> **Task item**
Restate all the data word for word, leaving nothing out.

Supplied data Block Start

Issue #45, opened 2015-10-25
Attempt to support GCC's -fdevirtualize


noloader:
GCC offers `-fdevirtualize` option, which appears to be similar to Microsoft's `__declspec(novtable)`. See [Options That Control Optimization](http://gcc.gnu.org/onlinedocs/gcc/Optimize-Options.html)

Zireael-N:
I typed a long post about my observations, but then I had an idea, that basically was right. Made a pull request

Supplied data Block End

> **Answer section**
Issue #45, opened 2015-10-25
Attempt to support GCC's -fdevirtualize


noloader:
GCC offers `-fdevirtualize` option, which appears to be similar to Microsoft's `__declspec(novtable)`. See [Options That Control Optimization](http://gcc.gnu.org/onlinedocs/gcc/Optimize-Options.html)

Zireael-N:
I typed a long post about my observations, but then I had an idea, that basically was right. Made a pull request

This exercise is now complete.